4. Change default log-in passwords and usernames. Most network devices are pre-configured with default administrator passwords to simplify setup. These credentials are not secure and may be readily available on the internet or even physically labeled on the device itself. Leaving these unchanged creates opportunities for malicious cyber actors to gain unauthorized access to information, install malicious software and cause other problems.

5. Use strong and unique passwords. Choose strong passwords to help secure devices. In addition, do not use the same password for multiple accounts. This way, if one account is compromised, the attacker won’t be able to breach any of the other accounts you may have.

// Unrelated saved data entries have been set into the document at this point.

Issue #8819, opened 2023-04-09
redirect and warnWhenUnsavedChanges don't work together


Dreamsorcerer:
**What you were expecting:**
redirect to work when warnWhenUnsavedChanges is set.

Both seem to work individually.
If no redirect is specified, then Create will correctly redirect to the Edit view.
If warnWhenUnsavedChanges is not given, then Create will redirect to the view specified by the redirect attribute.
But, when both are used, the redirect is broken and does not redirect at all.

**What happened instead:**
No redirect happened. It just gives a notification that the element was created, but the form doesn't change.

**Steps to reproduce:**
Set `redirect="show"` in the Create element and `warnWhenUnsavedChanges` in the SimpleForm.

**Related code:**
```
const AiohttpCreate = (resource, name, permissions) => (
    <Create redirect="show">
        <SimpleForm warnWhenUnsavedChanges>
            {createInputs(resource, name, "add", permissions)}
        </SimpleForm>
    </Create>
);
```

**Other information:**
Documentation suggests a couple of other props can't be used with the redirect, but nothing I saw seemed to suggest it couldn't be used with warnWhenUnsavedChanges.

**Environment**

* React-admin version: 4.9.1
* React version: 18.2
* Browser: Firefox

djhi:
Thanks for reporting this. Please provide a sample application showing the issue by forking the following CodeSandbox (https://codesandbox.io/s/github/marmelab/react-admin/tree/master/examples/simple).

Dreamsorcerer:
It just says 'Initializing Sandbox Container' forever while consuming all the CPU...

Not sure how easy it is for you to run Python, but this is the actual code:
https://github.com/aio-libs/aiohttp-admin/blob/redirect/admin-js/src/App.js#L228-L234

It should be possible to run with something like:
```
git clone https://github.com/aio-libs/aiohttp-admin.git
git checkout redirect
cd aiohttp-admin/
pip3 install -r requirements.txt  # Or maybe pip (without the 3)
cd admin-js/
yarn install
yarn build
cd ../examples/
PYTHONPATH='..' python3 simple.py  # Or maybe python (without the 3).
```
Then go to http://localhost:8080/admin
(login and password is 'admin')
Then just click create, enter a random number and value and click save. It fails to redirect.

slax57:
@Dreamsorcerer same as https://github.com/marmelab/react-admin/issues/8817#issuecomment-1504887822

[...]

PR #8839, opened 2023-04-18
Fix custom redirect in `Create` and `Edit` with `warnWhenUnsavedChanges`

slax57:
Fix https://github.com/marmelab/react-admin/issues/8819

### DIFF
--- a/packages/ra-core/src/controller/create/useCreateController.ts
+++ b/packages/ra-core/src/controller/create/useCreateController.ts
@@ -97,8 +97,9 @@ export const useCreateController = <
                     : data
             ).then(async (data: Partial<RecordType>) => {
                 const mutate = getMutateWithMiddlewares(create);
+                let shouldRedirect = false;
                 try {
-                    await mutate(
+                    const savedData = await mutate(
                         resource,
                         { data, meta },
                         {
@@ -118,12 +119,7 @@ export const useCreateController = <
                                     type: 'info',
                                     messageArgs: { smart_count: 1 },
                                 });
-                                redirect(
-                                    finalRedirectTo,
-                                    resource,
-                                    data.id,
-                                    data
-                                );
+                                shouldRedirect = true;
                             },
                             onError: onErrorFromSave
                                 ? onErrorFromSave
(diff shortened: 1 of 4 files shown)


packages/ra-core/src/controller/edit/useEditController.ts
```diff
@@ -203,6 +212,9 @@ export const useEditController = <
                                   },
                         }
                     );
+                    if (shouldRedirectAfterUpdate) {
```
fzaninotto, line 215: You should add the same comment as for the useCreateController here, otherwise it's unclear why you need to do that.

packages/ra-core/src/controller/create/useCreateController.ts
```diff
@@ -151,6 +147,18 @@ export const useCreateController = <
                                   },
                         }
                     );
+                    if (shouldRedirect) {
+                        // We need to wait for the 'isSubmitting' for state to be updated
```
fzaninotto, line 151: I don't understand that comment.

fzaninotto (changes requested):

slax57:
What fixed the issue in my PR was probably luck, because I am avoiding the unfavorable case of a race condition, but not fixing the race condition itself.

Basically the issue is the following:

`useAugmentedForm` defines the form's `handleSubmit` fn as:
```ts
        async (values, event) => {
            // ...
            let errors = await saveContext.save(values, event);
            // ...
        }
```

The `saveContext.save` is defined by the Edit/Create controller as:
```ts
const [update] = useUpdate(resource, recordCached, {
        ...otherMutationOptions,
        mutationMode,
        returnPromise: mutationMode === 'pessimistic',
});

const save = useCallback(
    data => 
        async data => {
            const mutate = getMutateWithMiddlewares(update);
            await mutate(
                resource,
                { id, data, meta: mutationMeta },
                {
                    onSuccess: async data => {
                        redirect(redirectTo, resource, data.id, data);
                    }
                }
        }
);
```

Which means `save` will call `redirect()` before resolving.

However, in `useWarnWhenUnsavedChanges`, we define:

```ts
        let unblock = navigator.block((tx: Transition) => {
            if (
                !isSubmitting &&
                (isSubmitSuccessful ||
                    window.confirm(translate('ra.message.unsaved_changes')))
            ) {
                unblock();
                tx.retry();
            }
        });
```

Which means the navigation **will be blocked** when `isSubmitting==true`.

This is why the redirect fails silently, it is actually blocked by `useWarnWhenUnsavedChanges`, which thinks the form is still submitting, because the `handleSubmit` fn RA provides to RHF has not resolved yet.

My fix was basically delaying the call to `redirect()` a bit later, but it still does not depend on the RHF's form submitting status, so it is probably not robust enough...

So far I can't think of a good way to fix this. I to put more thinking into this...

slax57:
Superseded by https://github.com/marmelab/react-admin/pull/8859

PR #8850, opened 2023-04-22
fix: valid value for prop `sx` on <div> tag using ImageField

RoBYCoNTe:
If you have many menu items, navigating between them can produce temporary invalid records with empty sourceValue, in this case sometimes we received this error **valid value for prop `sx` on <div> tag** related to the usage of `ImageField` with specification of `sx` prop. 

To avoid this we replaced standard `div` with `Typography` that can accept sx without problems.


fzaninotto (approved):

fzaninotto:
Thanks!

PR #8862, opened 2023-04-27
Update RaRecord type & fix some other types

djhi:
Initial review of RaRecord type to allow future work on TS validation & completion of props such as `source`, `optionText`, etc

6. Run up-to-date antivirus software. A reputable antivirus software application is an important protective measure against known malicious threats. It can automatically detect, quarantine and remove various types of malware, such as viruses, worms and ransomware. Many antivirus solutions are extremely easy to install and intuitive to use. CISA recommends that all computers and mobile devices on a home network run antivirus software. Additionally, it is important to enable automatic virus definition updates to ensure maximum protection against the latest threats.

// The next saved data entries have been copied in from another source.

PR #8863, opened 2023-04-27
Add TS support to fields

djhi:
Follow #8862 

If users provide types **extending** `RaRecord`, nothing changes, they won't have TS validation of the `source` prop but they won't have any error either. Same when they don't provide types.

If users provide types that don't extend `RaRecord`, they'll get validation and completion on the `source` prop


fzaninotto (changes requested):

7. Install a network firewall. Firewalls at the boundary of a home network defend against external threats. A firewall can block malicious traffic from being able to enter a home network and it sends alerts regarding the potentially dangerous activity. When properly configured, it can also serve as a barrier to internal threats, preventing unwanted or malicious software from reaching the internet. Most wireless routers come with a configurable, built-in network firewall that includes additional features such as access controls, web-filtering and denial of service (DoS) defense that can be tailored to fit a networking environment. Some firewall features, including the firewall itself, may be turned off by default. Ensuring that the firewall is on and all settings are properly configured will help strengthen the network security of a home network.

8. Regularly back up data. Make and store, using either external media or a cloud-based service, regular backup copies of all valuable information residing on the device. Consider a third-party backup application, which can simplify and automate the process. Encrypt the backup to protect the confidentiality and integrity of your information. Data backups are crucial to minimizing the impact if that data is lost, corrupted, infected or stolen.

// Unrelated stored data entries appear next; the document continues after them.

PR #8874, opened 2023-05-02
Add ability to default to dark mode when users prefer it

### LINKED ISSUE #8670: Changing the theme using ToggleThemeButton does not persist function overrides
**What you were expecting:**

Toggling theme would persist all overrides.

**What happened instead:**

Overrides defined with a function get lost after theme toggle

**Steps to reproduce:**

After loading the app with clean localStorage, the theme loads correctly, but after clicking the `ToggleThemeButton`, the value gets saved to the `localStorage` and the function overrides get lost:

image
image

This happens to both Mui and RA components, with the only exception being RA components not having typings, but that's probably a separate issue and not as critical: 

image

**Other information:**

I understand you can't serialize functions reliably, so maybe store only the theme mode in the store? Just thoughts.

**Environment**

* React-admin version: 4.8.0
* Last version that did not exhibit the issue (if applicable): Not sure
* React version: 18
* Browser: Chrome 109

fzaninotto:
## Problems

- When using an app with two themes, it defaults to the light theme even though the user has a system preference for dark theme
- When developers change the theme, if a user has used the theme toggle in the past, they won't get the theme change
- Themes must be serializable to JSON to use the ToggleThemeButton, which forbids themes with functions

##  Solution

- If the developer specifies an `<Admin darkTheme>` prop, and a user prefers dark mode, the app defaults to dark mode
- The `useTheme` hook now saves a theme *mode* ('light' or 'dark') in the preferences rather than a theme *object*
- `<ToggleThemeButton>` no longer needs theme props

The solution is made backwards compatible by keeping the old `<ToggleThemeButton>`.

## Example

```jsx
// in src/MyAppBar.js
import { AppBar, TitlePortal, ToggleThemeButton } from 'react-admin';

export const MyAppBar = () => (
    <AppBar>
        <TitlePortal />
        <ToggleThemeButton />
    </AppBar>>
);

// in src/App.js
import { Admin, Layout } from 'react-admin';
import { MyAppBar } from './MyAppBar';
import { darkTheme, lightTheme } from './themes';

const MyLayout = (props) => <Layout {...props} appBar={MyAppBar} />;

const App = () => (
    <Admin
        dataProvider={dataProvider}
        layout={MyLayout} 
        theme={lightTheme}
        darkTheme={darkTheme}
    >
        ...
    </Admin>
);
```

Closes #8670

- [x] Add `<Admin darkTheme>` prop
- [x] Add `<Admin defaultToLighTheme>` prop
- [x] Create `ThemesContext`
- [x] Update `<ToggleThemeButton>` to use it
- [x] Update the AppBar to display the `<ToggleThemeButton>` by default when a dark mode is defined
- [x] Use a media query to default to the user preferred theme
- [x] Make it backwards compatible
- [x] Write documentation
- [x] Add tests
- [x] Use the `<ToggleThemeButton>` in one of our demos (ecommerce)


docs/Admin.md
fzaninotto, line 1: I moved and rewrote a lot of things in there. Best to read the new version rather than read the diff.

packages/ra-ui-materialui/src/AdminContext.tsx
```diff
@@ -1,16 +1,37 @@
...
+        lightTheme = defaultLightTheme,
+        darkTheme,
+        defaultToLightTheme,
+        children,
+        ...rest
+    } = props;
     return (
         <CoreAdminContext {...rest}>
-            <ThemeProvider theme={theme}>{children}</ThemeProvider>
+            <ThemesContext.Provider
```
fzaninotto, line 18: I'm not fond of this syntax (ThemesContextProvider wraps ThemeProvider), but it's a good way to make the whole change backwards compatible.

packages/ra-ui-materialui/src/button/Button.stories.tsx
```diff
@@ -85,10 +85,10 @@ const theme = createTheme({
 
 declare module '@mui/material/styles' {
     interface Palette {
-        userDefined: PaletteColor;
+        userDefined?: PaletteColor;
```
fzaninotto, line 88: This was making TS compilation fail in other tests

fzaninotto:
Switching to RFR

docs/Admin.md
```diff
@@ -27,31 +33,156 @@ export default App;
...
+| `dataProvider`         | Required | `DataProvider` | -              | The data provider for fetching resources                 |
+| `children`             | Required | `ReactNode`    | -              | The routes to render                                     |
+| `authCallbackPage`     | Optional | `Component`    | `AuthCallback` | The content of the authentication callback page          |
+| `authProvider`         | Optional | `AuthProvider` | -              | The authentication provider for security and permissions |
+| `basename`             | Optional | `string`       | -              | The base path for all URLs                               |
+| `catchAll`             | Optional | `Component`    | `NotFound`     | The fallback component for unknown routes                |
+| `dashboard`            | Optional | `Component`    | -              | The content of the dashboard page                        |
+| `darkTheme`            | Optional | `object`       | -              | The dark theme configuration                             |
+| `defaultTo LightTheme` | Optional | `boolean`      | `false`        | Flag to default to the light theme                       |
```
djhi, line 149:
```suggestion
| `defaultToLightTheme` | Optional | `boolean`      | `false`        | Flag to default to the light theme                       |
```

packages/ra-ui-materialui/src/layout/Theme/ThemesContext.ts
```diff
@@ -0,0 +1,10 @@
+import { createContext } from 'react';
+import { RaThemeOptions } from './types';
+
+export const ThemesContext = createContext<ThemesContextValue>({});
+
+export interface ThemesContextValue {
+    darkTheme?: RaThemeOptions;
+    lightTheme?: RaThemeOptions;
+    defaultToLightTheme?: boolean;
```
djhi, line 9: Why no a `defaultTheme` instead, allowing you to default to the dark theme if you want?

djhi (changes requested):
Looks good!

docs/Admin.md
fzaninotto: This was made on purpose to add a line break and make the table look okayish despite the large content

packages/ra-ui-materialui/src/AdminContext.tsx
fzaninotto: I think the existing FIXMEs introduced in this PR will suffice

packages/ra-ui-materialui/src/layout/Theme/ThemesContext.ts
fzaninotto: 👍 You're right, it's better. Added in the next commit.

PR #8882, opened 2023-05-04
Fix custom redirect in pessimistic `Edit` or `Create` when using `warnWhenUnsavedChanges` (new approach)

slax57:
Fix https://github.com/marmelab/react-admin/issues/8819

Supersedes https://github.com/marmelab/react-admin/pull/8859

The idea is that changing the way the save side-effects should be called is a BC.
Instead, this PR aims at fixing the `useWarnWhenUnsavedChanges` hook.

The fix is working well (tested manually and with Jest).
However it does seem a bit hacky, so let's discuss!


djhi (approved):
:+1:

PR #8934, opened 2023-05-22
[Doc] Fix tutorial with create-react-admin

fzaninotto:
Now that create-react-admin is the default installation mode, the "Getting Started" tutorial need a few adjustments.


docs/css/prism.css
```diff
@@ -6,7 +6,6 @@ pre[class*="language-"] {
   background: 0 0;
   text-shadow: 0 1px #fff;
   font-family: Consolas, Monaco, "Andale Mono", "Ubuntu Mono", monospace;
-  font-size: 1em;
```
fzaninotto, line 9: This made code in paragraph too big:

image

PR #8936, opened 2023-05-22
Update Storybook & Cypress to use Vite

djhi:


fzaninotto:
It seems the new storybook code panel rewrites the code and doesn't allow to see the surrounding code. For many of our stories, it means the code isn't explicit...

slax57 (commented):
I noticed that the Code pane no longer displays the full storybook code, but only the (merged) code of the currently displayed component:



Do you think we should keep it this way? Is there an option to go back the way it was before?

Other than that, it seems to work just fine! Well done! :clap:

djhi:
It only does that the first time right? If you start it again, it shouldn't display them

fzaninotto:
That's right. But still, can we avoid it?

djhi:
> That's right. But still, can we avoid it?

As you probably noticed, the message includes a recommanded fix that is already applied in https://github.com/marmelab/react-admin/pull/8936/files#diff-cafe2123a72c4ce3a9f7e9ee4b0e188256eb02d7ec1e54fa2cadfac99b22f92bR38 

Not sure what else I can do

.storybook/main.js
```diff
@@ -19,20 +23,25 @@ module.exports = {
     },
     babel: async options => {
         const { plugins = [] } = options;
+        console.log(plugins);
```
djhi, line 26:
```suggestion
```

fzaninotto:
You've added `loose: true` in another rule than the one advised in the logged message I pasted. 

@babel/plugin-proposal-private-property-in-object

vs

@babel/plugin-proposal-class-properties

.storybook/main.js
slax57: the `console.log` is still there

slax57 (changes requested):

slax57 (approved):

9. Increase wireless security. Following steps such as the following will help increase the security of a wireless router: use a strong encryption protocol available, change the router’s default administrator password and default service set identifier (SSID) – also known as the network name – and disable the Wi-Fi protected setup (WPS). Users should also reduce their wireless signal strength so that it doesn’t go beyond the perimeter of a home. Turning off the network when not in use is also a great way to increase wireless security.

10. Disable Universal Plug and Play (UPnP) when not needed. UPnP allows networked devices to seamlessly discover and establish communication with each other on the network. Althought it eases initial network configuration, it is also a security risk. Recent attacks have proved that malware within a network can use UPnP to bypass the router’s firewall, allow attackers to take control of the devices remotely and spread malware to other devices.

Keeping your home network secure with effective mitigation techniques is important. While listing ten techniques to help keep your network secure, there are several more including upgrading firmware, disabling remote management, monitoring device connections and removing them if unknown, as well as mitigating email threats.

If you think a scammer has your information, like your Social Security number, credit card or bank account, go to identitytheft.gov. There you’ll see specific steps to take based on the information you lost.